§ What is required
Begin at the first line of the records below and, please, give each line again exactly until the line with "- Resource-scoped authorize" is included.

§ Data provided
—————

PR #558, opened 2026-06-08
feat(sca): add Strong Customer Authentication surface

jklein24:
## Summary

The **per-transaction SCA authorization surface** — everything needed to gate and authorize an EU (Striga) money-movement debit with an SMS OTP or passkey. This is the compliance-critical core of the Striga SCA work and the **base of the grid-api SCA stack**; the management surface (#600) stacks on top, and the sparkcore backend lands separately. Designed to stay **invisible to every non-SCA (non-EU) caller**.

## Covered by this PR

**Shared SCA vocabulary** (defined here, reused by the whole stack):
- `ScaFactor` (`SMS_OTP` / `TOTP` / `PASSKEY`)
- `ScaChallenge` (`id`, `expiresAt`, `factor`, `availableFactors`, `passkeyAssertionOptions`, `passkeyAllowedOrigins`)
- `ScaAuthorization` (exactly one of `code` / `passkeyAssertion`; `origin` required with a passkey assertion)

**Per-transaction authorization:**
- `PENDING_AUTHORIZATION` status + readOnly `scaChallenge` on `Quote` and `Transaction` (incl. the `OutgoingTransactionStatus` override) — omitted entirely for non-SCA providers.
- Resource-scoped authorize endpoints: `POST /quotes/{id}/authorize` → `Quote`, `POST /transactions/{id}/authorize` → `Transaction` (both `409` for non-SCA providers).
- SMS code re-send: `POST /quotes/{id}/authorize/resend`, `POST /transactions/{id}/authorize/resend`.
- Inline one-shot proof: optional `scaAuthorization` on `execute` / `transfer-out` (satisfy the challenge in the same call).
- Optional `scaFactor` on `execute` / `transfer-out` to pick `SMS_OTP` (default) or `PASSKEY` for the per-transaction challenge.

## NOT in this PR — see #600 (stacked on top)

The SCA **management** surface (customer-level setup/recovery, not per-payment authorization) lives in #600 and reuses the schemas defined here:
- Factor **enrollment** — TOTP + passkey register / list / delete
- **Login / 180-day session** — `sca/login/start|complete`
- **Beneficiary trust** whitelisting — `external-accounts/{id}/trust`, `.../untrust/confirm`
- **2FA reset / recovery** — liveness-gated
- Security-event recording — `sca/record-event`

Also out of scope: the **sparkcore backend** (separate stack) and any client-side WebAuthn ceremony logic (Grid relays opaque passkey blobs; it performs no crypto).

## Known caveat

[...]

PR #600, opened 2026-06-17
feat(sca): SCA management surface — enrollment, login/session, beneficiary trust, 2FA reset

jklein24:
## Summary

The SCA **management** surface for EU (Striga) customers — the customer-level setup, session, and recovery flows that sit **alongside** per-payment authorization (not inside it). This single PR collapses the original design's **PR3–PR7** (enrollment, passkey, login/session, beneficiary trust, 2FA reset). Stacks on **#558**, which defines the per-transaction authorization core and the shared schemas this PR reuses. All endpoints are **EU-only — `409` for providers that don't require SCA** (the invisibility guarantee) and mirror the sparkcore handlers' exact routes + JSON shapes. Surfaced after an audit of #558 found these existed only as sparkcore temp types, not in the spec.

## Covered by this PR

- **Factor enrollment** (design PR3/PR4): `POST /customers/{id}/sca/factors/totp` (+`/confirm`), `.../passkey` (+`/confirm`), `GET .../sca/factors`, `DELETE .../passkey/{credentialId}`.
- **Login / 180-day session** (PR5): `POST .../sca/login/start` (+`/complete`); `POST .../sca/record-event`.
- **Beneficiary trust** (PR6): `POST .../external-accounts/{extId}/trust` (issues the challenge + `whitelistedId`), `.../trust/confirm`, `.../untrust/confirm` — the whitelisting exemption that lets recurring payees skip per-transaction SCA.
- **2FA reset / recovery** (PR7): `POST .../sca/factors/reset` (201) → `GET .../reset/{resetId}` (poll to `LIVENESS_PASSED`) → `POST .../reset/{resetId}/complete`.

Reuses `ScaFactor` / `ScaChallenge` / `ScaAuthorization` from #558; confirm/login bodies carry the `code | passkeyAssertion + origin` proof, and beneficiary confirm threads `whitelistedId` back so confirm never re-whitelists (no duplicate SMS). `TwoFactorResetStatus` / `ScaLoginComplete` document their provider-passthrough terminal values (`LIVENESS_PASSED` / `SUCCESS`).

## NOT in this PR

- **Per-transaction authorization** — the challenge on a debit, the `authorize` / `resend` endpoints, and inline `scaAuthorization` / `scaFactor` — that's **#558**.
- The **sparkcore backend** for these endpoints (separate stack), and client-side WebAuthn ceremony logic (Grid relays opaque passkey blobs; it performs no crypto).

## Known gaps / follow-ups (tracked in the design doc addendum)

- **Untrust** has `confirm` but no `start`, and there is **no trust-list read** — a caller who loses `whitelistedId` (or needs the untrust OTP re-sent) is stuck (addendum **F4**). The trusted-beneficiary *exemption benefit* (a trusted payee actually skipping per-tx SCA) is also not yet realized in the backend.
- Reset `status` documents `LIVENESS_PASSED` / `PENDING` but no terminal **failure** value — infinite-poll risk (**F10**).
- Distinct SCA `409` codes (`SCA_NOT_REQUIRED` vs `NO_PENDING_SCA_CHALLENGE`) are not yet modeled (**F9**).

## Validation

`npm run lint:openapi` (redocly + spectral, fail-on-error) passes clean; additions are additive / non-breaking. (The OpenAPI build / breaking-changes / lint CI checks run on the base=`main` PR #558; they do not run here because this PR targets `feat/striga-sca`.)

## Notes

- Field shapes mirror the sparkcore implementation (the source of truth until the SDK regenerates). A few Striga response bodies (login-complete, reset-status/complete, passkey list/delete) are typed from the sparkcore `to_dict()` since Striga's docs only cover the start side — flagged for sandbox verification.

## Stacking

`main` → #558 (per-transaction) → **#600 (this PR)**. Merges after #558; depends on the schemas #558 introduces.


jklein24:
@greptile review

openapi/components/schemas/sca/TwoFactorResetStatus.yaml
```diff
@@ -0,0 +1,11 @@
...
+description: >-
+  The provider-reported status of an in-progress 2FA reset, polled until it
+  reaches the provider's liveness-passed value.
+required:
+  - status
+properties:
+  status:
+    type: string
+    description: The provider-reported status of the reset.
+    example: PENDING
```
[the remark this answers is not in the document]
jklein24: **Applied.** Enriched the `status` description to name the terminal sentinel (`LIVENESS_PASSED`) and explain it's a verbatim provider passthrough that consumers should poll against, treating any non-terminal value as "not ready yet." Kept it a free-form string rather than a locked `enum` because the implementation deliberately passes Striga's value through unnormalized — an enum would reject valid future provider states.

_Responded via Claude Code (pr-review-respond)._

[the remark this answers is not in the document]
jklein24: **Applied.** Added the `LIVENESS_PASSED` terminal value (and the `SUCCESS` value on `ScaLoginComplete.status`) to the field descriptions so consumers have an in-spec stop condition. Used a description note rather than the suggested `enum`/strict form since the status is a verbatim provider passthrough.

_Responded via Claude Code (pr-review-respond)._

openapi/components/schemas/sca/TotpEnrollmentConfirmRequest.yaml
```diff
@@ -0,0 +1,20 @@
...
+  secret:
+    type: string
+    description: >-
+      The shared secret returned as `secret` by the TOTP enrollment start,
+      threaded back to bind the confirmation to that enrollment.
+  code:
+    type: string
+    description: >-
+      The current time-based one-time code from the customer's authenticator
+      app. In sandbox, the code is always `123456`.
```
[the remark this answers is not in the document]
jklein24: **Intentional — not changing.** The `secret`/`code` round-trip is the actual confirm contract (mirrored by the sparkcore impl and its integration test: `/sca/factors/totp/confirm` body is `{secret, code}`). The enrollment is stateless — Grid persists no pending-enrollment record — so the client threads the `secret` back to bind the confirmation to the originating start, analogous to (but distinct from) the challenge-id pattern. Reworking this into a server-side opaque token would diverge the spec from the provider contract it documents. The field description already states the binding purpose.

_Responded via Claude Code (pr-review-respond)._

jklein24:
@greptile review

jklein24:
@greptile review

jklein24:
* **#683** <a href="https://app.graphite.com/github/pr/lightsparkdev/grid-api/683?utm_source=stack-comment-icon" target="_blank">Graphite</a>
* **#600** <a href="https://app.graphite.com/github/pr/lightsparkdev/grid-api/600?utm_source=stack-comment-icon" target="_blank">Graphite</a> 👈 <a href="https://app.graphite.com/github/pr/lightsparkdev/grid-api/600?utm_source=stack-comment-view-in-graphite" target="_blank">(View in Graphite)</a>
* **#558** <a href="https://app.graphite.com/github/pr/lightsparkdev/grid-api/558?utm_source=stack-comment-icon" target="_blank">Graphite</a>
* `main`


<h2></h2>

jklein24:
@faraday review this

openapi/components/schemas/sca/BeneficiaryTrustConfirmRequest.yaml
```diff
@@ -0,0 +1,47 @@
+type: object
+description: >-
+  Confirms trusting or untrusting a beneficiary by submitting the SCA proof.
+  Carries the same proof fields as an `ScaAuthorization` (`code` for `SMS_OTP` /
+  `TOTP`, or `passkeyAssertion` + `origin` for `PASSKEY`), plus the
+  `whitelistedId` returned by the trust start and, when the start issued one,
+  the `challengeId`.
+required:
```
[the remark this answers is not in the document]
jklein24: **Applied.** Added `anyOf: [{required: [code]}, {required: [passkeyAssertion, origin]}]` to `BeneficiaryTrustConfirmRequest` and `ScaLoginCompleteRequest`, so a proof-less body now fails schema validation instead of only at runtime. (Suppressed the redocly `no-required-schema-properties-undefined` rule for these via `.redocly.lint-ignore.yaml`, following the existing precedent for `QuoteSource` / `Quote.destination` — the construct is valid JSON Schema.)

_Review response generated using `/pr-review-respond` Claude command._

openapi/components/schemas/sca/RecordSecurityEventRequest.yaml
```diff
@@ -0,0 +1,12 @@
+type: object
+description: >-
+  Records a client-side security-relevant event for the customer with the
+  underlying provider's risk engine (e.g. a sign-in, a sensitive view). Used to
+  feed the provider's adaptive-authentication signals.
+required:
+  - eventType
+properties:
+  eventType:
```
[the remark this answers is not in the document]
jklein24: **Applied.** Documented that `eventType` is a provider-defined closed vocabulary forwarded verbatim to the provider's risk engine (which rejects values outside its set), not free-form caller input. Kept it a string rather than a hard enum so new provider-defined events do not force a spec change.

_Review response generated using `/pr-review-respond` Claude command._

openapi/components/schemas/sca/BeneficiaryTrustConfirmRequest.yaml
```diff
@@ -0,0 +1,47 @@
...
+  - whitelistedId
+properties:
+  whitelistedId:
```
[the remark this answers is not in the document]
jklein24: **Applied.** Documented that `whitelistedId` is scoped to *this account's own* trust-start — the server rejects one issued for a different external account or from an expired/stale ceremony, so callers must not cache or reuse it across accounts.

_Review response generated using `/pr-review-respond` Claude command._

openapi/components/schemas/sca/TwoFactorResetStart.yaml
```diff
@@ -0,0 +1,36 @@
...
+  ceremony together (status and complete reference it). `sumsubAccessToken` and
+  `verificationLink` are omitted when the provider does not return them.
+required:
+  - resetId
+properties:
+  resetId:
+    type: string
+    description: >-
+      Identifier for this reset; pass it to the status and complete endpoints.
+  sumsubAccessToken:
```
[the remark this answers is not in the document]
jklein24: **Applied.** Renamed `sumsubAccessToken` → `livenessAccessToken` (provider-neutral) here **and** in the sparkcore `TwoFactorResetStartResponse` in lockstep, before SDK generation makes it a breaking change. The Striga client adapter keeps the `sumsub` name internally since it mirrors Striga's actual wire field; status values remain a documented provider passthrough (a normalized status enum is noted as a separate follow-up).

_Review response generated using `/pr-review-respond` Claude command._

openapi/components/schemas/sca/RecordSecurityEventRequest.yaml
```diff
@@ -0,0 +1,18 @@
...
+    type: string
+    description: >-
+      A provider-defined security-event identifier drawn from the provider's
```
jklein24: I think we may need to be more explicit and intentional here. We should just explicitly use striga's values if this endpoint is just meant to follow https://docs.striga.com/reference/recorduserevent.md. Just mirror it including the description rather than trying to be abstract about the underlying provider that's totally abstracted away from the caller.

openapi/components/schemas/sca/BeneficiaryTrustStart.yaml
```diff
@@ -0,0 +1,21 @@
+type: object
+description: >-
+  The provider handle plus the SCA challenge a caller authorizes to finish
+  trusting (or untrusting) a beneficiary. `whitelistedId` is the provider's
```
jklein24: Here and in other related endpoints, it's kind of awkward that we're exposing striga guts here with the provider's "whitelistedId" being a separate ID from the actual external account ID. Is there any way we can easily abstract this away from the API surface if we just store the external account ID mapping to the underlying striga beneficiary ID internally in our backend?

openapi/components/schemas/sca/RecordSecurityEventRequest.yaml
jklein24: **Applied.** `eventType` is now an explicit `enum` mirroring the two real values, with each one's effect documented (framed as Grid's, no underlying-provider mention):
- `RESET_PASSWORD_COMPLETED` — revokes every active SCA session and clears the failed-login counter.
- `FAILED_LOGIN_ATTEMPT` — increments the failed-login counter and escalates lockout (5→15m, 6→30m, 7→1h, 8→24h, 9+→suspension).

Dropped the vague "closed vocabulary" free-string and the wrong `LOGIN` example. Note: this tightens the contract to those two values — the backend handler should validate against them.

_Review response generated using `/pr-review-respond` Claude command._

openapi/components/schemas/sca/BeneficiaryTrustStart.yaml
jklein24: **Applied (spec).** Removed `whitelistedId` from the trust surface entirely. `BeneficiaryTrustStart` now returns just the `scaChallenge`, and `BeneficiaryTrustConfirmRequest` no longer carries it — trust / confirm / untrust all identify the beneficiary by the `externalAccountId` already in the path, so the caller never sees a separate handle.

This needs a **backend follow-up**: Grid must persist the `externalAccountId → whitelist handle` mapping and resolve it internally on confirm/untrust (same contract-ahead-of-backend pattern as the rest of the stack). Flagging so the sparkcore side is wired before this ships.

_Review response generated using `/pr-review-respond` Claude command._

pengying:
Can we reuse some of the patterns we used for Embedded wallet auth?    
  
Creation  
/auth/credentials   
https://docs.lightspark.com/api-reference/embedded-wallet-auth/create-an-authentication-credential  
  
Delete  
https://docs.lightspark.com/api-reference/embedded-wallet-auth/revoke-an-authentication-credential  
  
Challenge  
https://docs.lightspark.com/api-reference/embedded-wallet-auth/re-issue-an-authentication-credential-challenge  
  
Verify  
https://docs.lightspark.com/api-reference/embedded-wallet-auth/verify-an-authentication-credential

openapi/paths/customers/customers_external_accounts_{externalAccountId}_trust.yaml
```diff
@@ -0,0 +1,65 @@
+parameters:
```
pengying, line 1: Maybe this could live under Sca ? /sca/trusted-external-accounts/challenge with  
  
{  
  customerId: id,  
  externalAccountId: id  
}  
  
Then /sca/trusted-external-accounts/verify

openapi/openapi.yaml
```diff
@@ -153,6 +153,38 @@ paths:
...
+  /customers/{customerId}/sca/factors/reset:
+    $ref: paths/customers/customers_{customerId}_sca_factors_reset.yaml
+  /customers/{customerId}/sca/factors/reset/{resetId}:
+    $ref: paths/customers/customers_{customerId}_sca_factors_reset_{resetId}.yaml
+  /customers/{customerId}/sca/factors/reset/{resetId}/complete:
+    $ref: paths/customers/customers_{customerId}_sca_factors_reset_{resetId}_complete.yaml
+  /customers/{customerId}/external-accounts/{externalAccountId}/trust:
+    $ref: paths/customers/customers_{customerId}_external-accounts_{externalAccountId}_trust.yaml
+  /customers/{customerId}/external-accounts/{externalAccountId}/trust/confirm:
+    $ref: paths/customers/customers_{customerId}_external-accounts_{externalAccountId}_trust_confirm.yaml
```
pengying: does untrust need a verify?

pengying: could it be like deleted a trusted account resource?

pengying: or maybe i SCA when adding the external account?

jklein24: I think we already have that below?

pengying: Sorry 3 different thoughts  
  
1\. If we model trusted external accounts as a resource eg /sca/trusted-external-accounts/{id}   
Could untrusting it be a deletion.  

1. Does the untrust process also need a SCA or can it be a simple delete it?
2. Does it make sense to add SCA to external account creation directly?  so it becomes create external account + verify sca.  Or i guess this SCA is not always required?  let me finish reading the SCA thread.

jklein24: It does require an SCA to untrust - https://docs.striga.com/reference/confirmbeneficiaryuntrust

openapi/paths/sca/sca_factors_reset_{resetId}_complete.yaml
prashb94, line 1: For reset 2FA completion, if it's SMS, this will take in a new mobile number

openapi/components/schemas/sca/TwoFactorResetStatus.yaml
prashb94, line 1: Maybe worth enumerating our REJECTED/EXPIRED as terminal so clients don't poll a failed status? our status response also carries factor, enrollmentStatus, expiresAt, completedAt, which are worth surfacing. Also: we rate limit reset initiation (5 per 24h), might be worth adding a 429 for that

openapi/paths/customers/customers_external_accounts_{externalAccountId}_trust.yaml
```diff
@@ -0,0 +1,58 @@
...
+    required: true
+    schema:
+      type: string
+post:
+  summary: Start trusting a beneficiary
+  description: |
+    Begin trusting (whitelisting) an external account so future sends to it can
+    skip the per-transaction SCA ceremony. Returns the `scaChallenge` to satisfy
+    (when one is issued). Complete with
+    `POST /customers/external-accounts/{externalAccountId}/trust/confirm`.
```
prashb94, line 14: @ronniebhatt please correct me if I'm wrong here but a trusted eur/usdc payout will still get a challenge and what's skipped is the dynamic linking enforcement no?   
  
Also only USDC addresses can be "trusted" right?

openapi/components/schemas/sca/RecordSecurityEventRequest.yaml
prashb94, line 1: Looks like the lockout state is invisible? HTTP 423 (code 31105). We return {event, suspended?, lockedUntil?, failedAttempts?} so might be worth surfacing lockedUntil to tell the user to try again in XX

openapi/paths/sca/sca_factors_passkey.yaml
```diff
@@ -0,0 +1,59 @@
...
+    required: true
+    schema:
+      type: string
+    example: Customer:019542f5-b3e7-1d02-0000-000000000001
+post:
+  summary: Start passkey factor enrollment
+  description: |
+    Begin enrolling a WebAuthn passkey factor for the customer. Returns opaque
+    WebAuthn registration `options`; pass them to the device's WebAuthn API and
+    submit the resulting credential via
```
prashb94: Please remember our current implementation is one passkey per user (We return error 100002 when a user tries to enrol a new passkey)

openapi/paths/customers/customers_external_accounts_{externalAccountId}_trust.yaml
jklein24: Moved a bunch of stuff.

openapi/paths/sca/sca_factors_reset_{resetId}_complete.yaml
jklein24: Good call. Confirmed it against the docs and added it — `complete` now takes a `mobile` object (`countryCode` + `number`), required for SMS resets. Docs updated to match.

openapi/components/schemas/sca/TwoFactorResetStatus.yaml
jklein24: Yep, all in. `status` is an enum now, with `COMPLETED`/`REJECTED`/`EXPIRED` marked terminal so clients stop polling a dead reset, and it surfaces `factor`, `enrollmentStatus`, `expiresAt`, `completedAt`. Added a `429` on reset initiate for the 5/24h limit too. Pulled the exact `status` and `enrollmentStatus` value sets from your docs.

openapi/paths/customers/customers_external_accounts_{externalAccountId}_trust.yaml
jklein24: Yeah, fixed the USDC part — docs now say only USDC addresses can be trusted (dropped the old "IBAN or crypto address" framing). On the challenge-vs-dynamic-linking piece I think you're right, but I'd rather have @ronniebhatt confirm the exact semantics before I reword it, since it's his flow. Leaving that half open for him.

openapi/components/schemas/sca/RecordSecurityEventRequest.yaml
jklein24: Good catch, the lockout state was totally invisible. Fixed — record-event returns `{ suspended, lockedUntil, failedAttempts }` now (200 instead of 204), plus a `423` (`ACCOUNT_LOCKED`) that surfaces `lockedUntil`/`failedAttempts` so integrators can tell the user when to retry. Added the same `423` to login-complete since a locked user hits it there too.

openapi/paths/sca/sca_factors_passkey.yaml
jklein24: Noted and documented. Enrolling a passkey now returns a `409` (`PASSKEY_ALREADY_ENROLLED`) on a second one, and the docs call out the one-per-user limit plus the fact that the passkey side of the factor list is 0-or-1.

openapi/components/schemas/sca/ScaFactorView.yaml
```diff
@@ -0,0 +1,21 @@
...
+required:
+  - factor
+properties:
+  factor:
+    $ref: ./ScaFactor.yaml
+    description: The kind of enrolled factor.
+  credentialId:
+    type:
+      - string
+      - 'null'
```
pengying: do we need explicit nulls here?  I saw this in another PR but always thought that the field would be excluded vs explicitly null'd out

openapi/paths/sca/sca_factors.yaml
```diff
@@ -0,0 +1,114 @@
...
+          schema:
+            $ref: ../../components/schemas/errors/Error500.yaml
+post:
+  summary: Start SCA factor enrollment
+  description: |
+    Begin enrolling an SCA factor for the customer. The request body's `type`
+    selects the factor — `TOTP` or `PASSKEY`. `SMS_OTP` is not enrollable (it uses
+    the customer's verified phone). Returns the factor-specific material needed to
+    finish via `POST /sca/factors/confirm`.
+
```
pengying, line 65: Is enrolling the concept of trusting a user device / auth method.  What triggers the sms otp?

pengying (commented):
LGTM 2 general questions  
1\. how does someone add sms otp  
2\. do we need -null as a type if the field is optional or are we explicitly setting it to null.

openapi/paths/sca/sca_factors.yaml
jklein24: Yes, it is. With striga, sms is enrolled by default since creating a customer requires sms and email verification via the contact verification API flows. I could definitely document this a bit better here, though. Striga does that at the top of this page: https://docs.striga.com/reference/enrollment. I'll clarify the SMS_OTP line here to indicate that all customers need a verified phone at customer creation in SCA-regulated regions. See the "verifications" routes.

pengying: so then when the customer is created, they provide the phone number as part of customer creation. we auto send a sms otp?

What if they change phone numbers? is that a patch to customer.phone_number that triggers a sms otp?  or do we make it explicit here?

openapi/components/schemas/sca/ScaFactorView.yaml
jklein24: Yeah, good call — dropped them. These are genuinely *omitted* for `TOTP`/`SMS_OTP`, not sent as `null`, so plain-optional is the right contract and the explicit null was just wrong here.

fwiw the rule I'm going by: nullable and optional are separate axes. Leave a field out of `required` when the key can be absent; only add `'null'` to the type when the server actually puts `"field": null` on the wire. A few of the newer sca/agents schemas started reaching for explicit null where the field is really just omitted — that's the inconsistency you're seeing. Fixing those as I hit them.

pengying: wait who dis?

shreyav (approved):

pengying (approved):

—————

§ Answer space
PR #558, opened 2026-06-08
feat(sca): add Strong Customer Authentication surface

jklein24:
## Summary

The **per-transaction SCA authorization surface** — everything needed to gate and authorize an EU (Striga) money-movement debit with an SMS OTP or passkey. This is the compliance-critical core of the Striga SCA work and the **base of the grid-api SCA stack**; the management surface (#600) stacks on top, and the sparkcore backend lands separately. Designed to stay **invisible to every non-SCA (non-EU) caller**.

## Covered by this PR

**Shared SCA vocabulary** (defined here, reused by the whole stack):
- `ScaFactor` (`SMS_OTP` / `TOTP` / `PASSKEY`)
- `ScaChallenge` (`id`, `expiresAt`, `factor`, `availableFactors`, `passkeyAssertionOptions`, `passkeyAllowedOrigins`)
- `ScaAuthorization` (exactly one of `code` / `passkeyAssertion`; `origin` required with a passkey assertion)

**Per-transaction authorization:**
- `PENDING_AUTHORIZATION` status + readOnly `scaChallenge` on `Quote` and `Transaction` (incl. the `OutgoingTransactionStatus` override) — omitted entirely for non-SCA providers.
- Resource-scoped authorize endpoints: `POST /quotes/{id}/authorize` → `Quote`, `POST /transactions/{id}/authorize` → `Transaction` (both `409` for non-SCA providers).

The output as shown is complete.